Start of DATA FOR THE TASK
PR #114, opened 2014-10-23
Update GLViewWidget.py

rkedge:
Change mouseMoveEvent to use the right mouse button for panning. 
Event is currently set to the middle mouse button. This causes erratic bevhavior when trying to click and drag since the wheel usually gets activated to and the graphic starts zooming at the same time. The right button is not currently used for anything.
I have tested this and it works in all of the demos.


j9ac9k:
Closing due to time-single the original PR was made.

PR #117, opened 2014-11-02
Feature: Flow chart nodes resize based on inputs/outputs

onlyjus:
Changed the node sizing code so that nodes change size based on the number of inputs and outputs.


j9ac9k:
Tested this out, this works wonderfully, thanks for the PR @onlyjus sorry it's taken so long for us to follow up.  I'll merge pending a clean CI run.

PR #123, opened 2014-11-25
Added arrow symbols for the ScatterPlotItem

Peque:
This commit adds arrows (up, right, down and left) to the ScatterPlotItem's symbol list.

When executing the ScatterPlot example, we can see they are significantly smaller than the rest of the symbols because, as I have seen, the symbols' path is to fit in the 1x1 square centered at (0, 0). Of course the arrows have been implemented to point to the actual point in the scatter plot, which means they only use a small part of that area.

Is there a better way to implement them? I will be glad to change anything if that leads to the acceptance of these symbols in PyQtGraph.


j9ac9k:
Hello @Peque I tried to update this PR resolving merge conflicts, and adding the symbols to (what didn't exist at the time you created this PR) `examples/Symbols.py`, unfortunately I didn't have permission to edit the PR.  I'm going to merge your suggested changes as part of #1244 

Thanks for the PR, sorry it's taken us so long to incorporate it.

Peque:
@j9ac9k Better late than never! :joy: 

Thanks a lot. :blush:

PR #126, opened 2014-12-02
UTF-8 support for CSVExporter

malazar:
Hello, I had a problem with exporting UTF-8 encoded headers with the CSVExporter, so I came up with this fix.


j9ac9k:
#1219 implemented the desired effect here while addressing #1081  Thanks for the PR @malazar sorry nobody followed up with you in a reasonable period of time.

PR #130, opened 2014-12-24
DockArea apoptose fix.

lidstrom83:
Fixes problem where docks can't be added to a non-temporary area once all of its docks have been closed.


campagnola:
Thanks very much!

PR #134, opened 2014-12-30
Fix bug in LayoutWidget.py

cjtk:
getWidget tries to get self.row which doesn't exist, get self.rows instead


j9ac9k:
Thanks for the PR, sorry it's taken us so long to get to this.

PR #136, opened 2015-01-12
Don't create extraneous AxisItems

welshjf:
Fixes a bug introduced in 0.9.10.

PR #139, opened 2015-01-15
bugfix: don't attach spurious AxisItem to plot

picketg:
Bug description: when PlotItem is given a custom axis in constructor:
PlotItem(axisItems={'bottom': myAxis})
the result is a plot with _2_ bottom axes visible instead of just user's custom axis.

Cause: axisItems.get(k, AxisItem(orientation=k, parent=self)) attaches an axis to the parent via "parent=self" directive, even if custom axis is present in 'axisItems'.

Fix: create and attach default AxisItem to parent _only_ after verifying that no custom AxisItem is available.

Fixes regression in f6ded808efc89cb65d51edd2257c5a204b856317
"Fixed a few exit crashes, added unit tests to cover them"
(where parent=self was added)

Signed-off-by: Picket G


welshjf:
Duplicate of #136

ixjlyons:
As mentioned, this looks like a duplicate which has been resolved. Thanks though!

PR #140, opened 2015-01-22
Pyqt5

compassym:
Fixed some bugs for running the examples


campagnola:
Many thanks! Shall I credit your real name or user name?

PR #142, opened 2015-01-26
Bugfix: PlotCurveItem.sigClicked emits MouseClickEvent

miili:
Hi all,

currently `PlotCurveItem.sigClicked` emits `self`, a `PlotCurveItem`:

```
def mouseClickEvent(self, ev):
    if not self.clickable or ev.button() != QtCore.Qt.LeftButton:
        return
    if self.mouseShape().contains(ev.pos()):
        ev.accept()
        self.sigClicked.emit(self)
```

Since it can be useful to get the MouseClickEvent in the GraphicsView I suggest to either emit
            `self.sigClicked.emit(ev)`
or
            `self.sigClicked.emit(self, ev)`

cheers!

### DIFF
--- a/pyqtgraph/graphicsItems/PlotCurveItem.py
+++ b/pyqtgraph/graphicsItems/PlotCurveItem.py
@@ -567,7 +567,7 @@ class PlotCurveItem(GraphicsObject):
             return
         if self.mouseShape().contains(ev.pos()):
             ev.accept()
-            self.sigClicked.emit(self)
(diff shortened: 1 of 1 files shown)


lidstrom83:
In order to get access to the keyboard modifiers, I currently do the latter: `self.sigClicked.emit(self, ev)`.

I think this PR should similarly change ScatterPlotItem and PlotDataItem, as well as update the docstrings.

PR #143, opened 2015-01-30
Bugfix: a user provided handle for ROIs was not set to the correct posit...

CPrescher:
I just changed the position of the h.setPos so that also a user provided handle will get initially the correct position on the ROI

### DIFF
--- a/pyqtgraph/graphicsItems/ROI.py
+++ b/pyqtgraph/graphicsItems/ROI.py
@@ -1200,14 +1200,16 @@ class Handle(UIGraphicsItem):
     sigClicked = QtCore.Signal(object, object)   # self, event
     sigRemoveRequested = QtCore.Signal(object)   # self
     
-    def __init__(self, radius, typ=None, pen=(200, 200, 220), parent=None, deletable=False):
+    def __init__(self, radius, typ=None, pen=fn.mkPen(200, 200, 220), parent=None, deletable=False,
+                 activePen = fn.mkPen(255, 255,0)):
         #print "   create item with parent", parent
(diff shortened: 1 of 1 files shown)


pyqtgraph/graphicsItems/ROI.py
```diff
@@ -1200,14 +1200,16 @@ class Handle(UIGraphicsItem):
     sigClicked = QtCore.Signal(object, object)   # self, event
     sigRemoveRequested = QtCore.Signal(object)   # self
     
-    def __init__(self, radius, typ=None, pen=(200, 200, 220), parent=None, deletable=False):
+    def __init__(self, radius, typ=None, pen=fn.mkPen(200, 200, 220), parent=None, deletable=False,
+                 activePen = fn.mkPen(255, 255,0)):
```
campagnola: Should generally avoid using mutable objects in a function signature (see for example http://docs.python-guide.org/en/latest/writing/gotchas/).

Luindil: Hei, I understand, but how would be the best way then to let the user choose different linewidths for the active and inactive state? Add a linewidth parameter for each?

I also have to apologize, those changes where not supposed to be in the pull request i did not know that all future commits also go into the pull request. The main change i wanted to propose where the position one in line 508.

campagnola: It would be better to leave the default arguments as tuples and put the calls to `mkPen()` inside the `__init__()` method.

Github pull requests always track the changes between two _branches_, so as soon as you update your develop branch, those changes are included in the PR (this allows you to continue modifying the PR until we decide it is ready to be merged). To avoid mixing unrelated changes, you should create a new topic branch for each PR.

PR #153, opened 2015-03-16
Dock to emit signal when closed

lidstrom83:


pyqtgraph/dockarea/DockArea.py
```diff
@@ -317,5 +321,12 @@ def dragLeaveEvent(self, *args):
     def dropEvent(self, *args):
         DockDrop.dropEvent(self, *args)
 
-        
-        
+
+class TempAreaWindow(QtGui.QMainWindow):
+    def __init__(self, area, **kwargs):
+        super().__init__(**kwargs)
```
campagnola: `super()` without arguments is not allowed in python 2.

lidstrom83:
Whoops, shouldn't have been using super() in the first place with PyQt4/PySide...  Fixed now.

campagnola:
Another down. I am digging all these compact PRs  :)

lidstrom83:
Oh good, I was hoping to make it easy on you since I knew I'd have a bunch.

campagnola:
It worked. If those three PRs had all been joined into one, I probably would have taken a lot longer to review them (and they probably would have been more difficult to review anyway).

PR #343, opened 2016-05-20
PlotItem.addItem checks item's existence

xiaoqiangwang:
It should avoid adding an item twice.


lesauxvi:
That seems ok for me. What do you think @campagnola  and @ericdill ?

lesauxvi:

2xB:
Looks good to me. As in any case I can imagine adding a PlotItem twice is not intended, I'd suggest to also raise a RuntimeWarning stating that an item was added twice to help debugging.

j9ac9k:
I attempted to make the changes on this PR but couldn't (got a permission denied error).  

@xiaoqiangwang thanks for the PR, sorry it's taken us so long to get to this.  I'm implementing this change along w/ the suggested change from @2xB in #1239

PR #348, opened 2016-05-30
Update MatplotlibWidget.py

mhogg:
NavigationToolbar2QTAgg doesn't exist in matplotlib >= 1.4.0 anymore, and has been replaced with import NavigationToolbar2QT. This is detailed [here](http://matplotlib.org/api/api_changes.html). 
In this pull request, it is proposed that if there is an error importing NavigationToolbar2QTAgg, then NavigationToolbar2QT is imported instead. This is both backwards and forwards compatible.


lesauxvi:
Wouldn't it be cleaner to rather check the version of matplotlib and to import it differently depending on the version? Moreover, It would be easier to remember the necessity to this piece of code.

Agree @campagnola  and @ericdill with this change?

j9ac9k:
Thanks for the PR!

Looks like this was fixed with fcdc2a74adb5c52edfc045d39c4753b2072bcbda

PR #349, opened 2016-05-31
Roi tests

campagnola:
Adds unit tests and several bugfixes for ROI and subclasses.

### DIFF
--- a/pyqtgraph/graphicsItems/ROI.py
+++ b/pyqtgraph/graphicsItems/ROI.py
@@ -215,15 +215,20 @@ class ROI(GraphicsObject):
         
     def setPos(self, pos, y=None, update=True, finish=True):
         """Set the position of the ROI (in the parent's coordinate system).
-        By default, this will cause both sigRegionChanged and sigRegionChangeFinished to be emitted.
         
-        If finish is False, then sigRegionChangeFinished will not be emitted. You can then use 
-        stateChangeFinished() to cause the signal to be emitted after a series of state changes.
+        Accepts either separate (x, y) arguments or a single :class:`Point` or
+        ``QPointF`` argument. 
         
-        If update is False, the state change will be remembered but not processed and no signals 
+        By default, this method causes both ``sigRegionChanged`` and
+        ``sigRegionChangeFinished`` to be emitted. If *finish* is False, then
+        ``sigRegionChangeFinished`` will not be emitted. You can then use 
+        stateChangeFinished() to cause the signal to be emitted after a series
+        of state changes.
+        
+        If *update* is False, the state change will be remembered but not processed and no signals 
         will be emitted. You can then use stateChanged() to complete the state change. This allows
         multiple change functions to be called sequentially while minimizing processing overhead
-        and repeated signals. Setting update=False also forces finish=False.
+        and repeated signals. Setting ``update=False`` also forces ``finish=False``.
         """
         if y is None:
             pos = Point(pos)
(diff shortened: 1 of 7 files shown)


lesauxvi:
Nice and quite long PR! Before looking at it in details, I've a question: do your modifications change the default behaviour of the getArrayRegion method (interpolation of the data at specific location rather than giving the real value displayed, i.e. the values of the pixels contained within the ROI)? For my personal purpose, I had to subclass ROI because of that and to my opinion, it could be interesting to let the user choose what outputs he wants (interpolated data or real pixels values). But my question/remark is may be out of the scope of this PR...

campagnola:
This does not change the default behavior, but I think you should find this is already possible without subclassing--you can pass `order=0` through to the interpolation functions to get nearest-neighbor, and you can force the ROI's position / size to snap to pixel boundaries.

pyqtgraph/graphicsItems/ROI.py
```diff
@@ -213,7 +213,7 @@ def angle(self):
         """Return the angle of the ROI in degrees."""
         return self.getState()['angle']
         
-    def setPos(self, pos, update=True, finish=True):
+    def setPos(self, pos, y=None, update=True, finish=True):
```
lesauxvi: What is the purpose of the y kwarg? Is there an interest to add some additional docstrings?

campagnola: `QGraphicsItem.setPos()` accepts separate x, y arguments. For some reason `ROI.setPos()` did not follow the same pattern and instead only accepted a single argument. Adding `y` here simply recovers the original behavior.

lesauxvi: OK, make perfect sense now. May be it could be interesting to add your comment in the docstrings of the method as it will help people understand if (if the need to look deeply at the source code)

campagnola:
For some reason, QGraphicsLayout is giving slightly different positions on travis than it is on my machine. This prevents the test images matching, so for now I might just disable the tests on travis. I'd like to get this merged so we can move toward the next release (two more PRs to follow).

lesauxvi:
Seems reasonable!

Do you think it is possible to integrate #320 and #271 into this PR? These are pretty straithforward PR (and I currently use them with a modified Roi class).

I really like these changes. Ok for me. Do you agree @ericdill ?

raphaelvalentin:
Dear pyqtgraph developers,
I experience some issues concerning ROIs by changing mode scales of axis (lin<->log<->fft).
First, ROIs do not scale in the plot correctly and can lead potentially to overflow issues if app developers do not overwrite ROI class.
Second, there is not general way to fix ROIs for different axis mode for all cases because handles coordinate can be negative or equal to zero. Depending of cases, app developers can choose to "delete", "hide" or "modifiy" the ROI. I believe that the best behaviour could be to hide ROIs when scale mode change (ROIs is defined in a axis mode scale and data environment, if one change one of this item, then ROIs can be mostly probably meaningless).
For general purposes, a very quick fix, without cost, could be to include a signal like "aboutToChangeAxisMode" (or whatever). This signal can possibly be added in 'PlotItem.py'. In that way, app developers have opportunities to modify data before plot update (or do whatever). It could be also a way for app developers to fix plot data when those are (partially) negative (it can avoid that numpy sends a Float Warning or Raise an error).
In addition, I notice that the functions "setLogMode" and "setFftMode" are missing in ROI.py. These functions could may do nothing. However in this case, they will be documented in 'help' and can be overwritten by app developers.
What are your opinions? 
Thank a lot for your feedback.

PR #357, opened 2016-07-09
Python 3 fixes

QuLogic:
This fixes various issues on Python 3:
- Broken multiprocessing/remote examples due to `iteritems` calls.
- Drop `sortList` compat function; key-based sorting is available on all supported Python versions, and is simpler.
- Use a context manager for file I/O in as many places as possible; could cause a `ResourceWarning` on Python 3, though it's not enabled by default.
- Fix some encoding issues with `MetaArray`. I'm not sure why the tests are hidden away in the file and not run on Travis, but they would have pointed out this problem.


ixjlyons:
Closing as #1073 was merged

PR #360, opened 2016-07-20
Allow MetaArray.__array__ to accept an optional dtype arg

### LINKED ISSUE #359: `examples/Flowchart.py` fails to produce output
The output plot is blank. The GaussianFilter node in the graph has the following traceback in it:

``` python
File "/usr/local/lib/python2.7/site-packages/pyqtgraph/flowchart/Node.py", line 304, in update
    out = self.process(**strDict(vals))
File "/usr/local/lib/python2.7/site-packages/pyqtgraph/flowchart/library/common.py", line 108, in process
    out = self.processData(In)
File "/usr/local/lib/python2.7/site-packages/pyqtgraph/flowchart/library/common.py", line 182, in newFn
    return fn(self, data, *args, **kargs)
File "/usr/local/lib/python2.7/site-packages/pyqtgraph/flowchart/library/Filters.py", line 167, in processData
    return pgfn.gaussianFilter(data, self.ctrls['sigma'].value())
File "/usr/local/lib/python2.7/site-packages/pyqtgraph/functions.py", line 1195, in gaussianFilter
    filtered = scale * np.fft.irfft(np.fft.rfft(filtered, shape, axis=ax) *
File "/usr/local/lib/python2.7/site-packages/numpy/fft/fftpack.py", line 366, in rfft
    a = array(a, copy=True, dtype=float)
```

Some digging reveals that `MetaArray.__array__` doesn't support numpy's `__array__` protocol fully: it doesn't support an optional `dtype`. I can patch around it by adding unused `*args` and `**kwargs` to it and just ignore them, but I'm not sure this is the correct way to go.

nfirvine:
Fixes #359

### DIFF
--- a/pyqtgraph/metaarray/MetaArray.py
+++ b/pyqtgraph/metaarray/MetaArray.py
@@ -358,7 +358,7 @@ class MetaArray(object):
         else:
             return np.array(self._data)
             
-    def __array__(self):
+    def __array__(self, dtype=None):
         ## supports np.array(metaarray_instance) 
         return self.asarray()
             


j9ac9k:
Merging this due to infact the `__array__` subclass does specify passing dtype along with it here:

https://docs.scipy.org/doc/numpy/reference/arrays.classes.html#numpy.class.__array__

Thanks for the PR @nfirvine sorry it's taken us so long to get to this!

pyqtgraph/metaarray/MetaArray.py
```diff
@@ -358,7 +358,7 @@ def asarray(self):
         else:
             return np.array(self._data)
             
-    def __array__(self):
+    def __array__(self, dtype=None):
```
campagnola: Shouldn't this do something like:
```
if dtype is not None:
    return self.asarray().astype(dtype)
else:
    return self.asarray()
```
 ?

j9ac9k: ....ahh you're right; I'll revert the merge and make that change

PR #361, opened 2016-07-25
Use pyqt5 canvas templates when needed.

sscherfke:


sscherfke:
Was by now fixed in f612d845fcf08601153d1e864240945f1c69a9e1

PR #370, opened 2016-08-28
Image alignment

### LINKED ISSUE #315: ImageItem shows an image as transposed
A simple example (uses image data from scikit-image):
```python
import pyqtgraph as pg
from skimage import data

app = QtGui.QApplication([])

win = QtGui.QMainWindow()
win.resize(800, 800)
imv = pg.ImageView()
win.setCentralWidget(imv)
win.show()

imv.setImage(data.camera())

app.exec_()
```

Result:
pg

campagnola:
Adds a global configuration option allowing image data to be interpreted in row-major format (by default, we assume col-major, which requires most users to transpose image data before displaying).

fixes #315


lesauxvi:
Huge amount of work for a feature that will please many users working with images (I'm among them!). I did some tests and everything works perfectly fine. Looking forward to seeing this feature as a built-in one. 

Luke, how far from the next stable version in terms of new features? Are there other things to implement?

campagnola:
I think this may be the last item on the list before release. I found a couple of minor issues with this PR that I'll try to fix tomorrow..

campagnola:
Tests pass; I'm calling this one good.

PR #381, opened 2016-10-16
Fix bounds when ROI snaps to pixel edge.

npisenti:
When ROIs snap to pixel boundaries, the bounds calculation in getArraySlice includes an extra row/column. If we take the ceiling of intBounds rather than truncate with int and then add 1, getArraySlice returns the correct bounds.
End of DATA FOR THE TASK
All that is wanted is the stretch of lines above from the one containing "PR #134, opened 2014-12-30" through the one containing "the result is", duplicated exactly.

PR #134, opened 2014-12-30
Fix bug in LayoutWidget.py

cjtk:
getWidget tries to get self.row which doesn't exist, get self.rows instead


j9ac9k:
Thanks for the PR, sorry it's taken us so long to get to this.

PR #136, opened 2015-01-12
Don't create extraneous AxisItems

welshjf:
Fixes a bug introduced in 0.9.10.

PR #139, opened 2015-01-15
bugfix: don't attach spurious AxisItem to plot

picketg:
Bug description: when PlotItem is given a custom axis in constructor:
PlotItem(axisItems={'bottom': myAxis})
the result is a plot with _2_ bottom axes visible instead of just user's custom axis.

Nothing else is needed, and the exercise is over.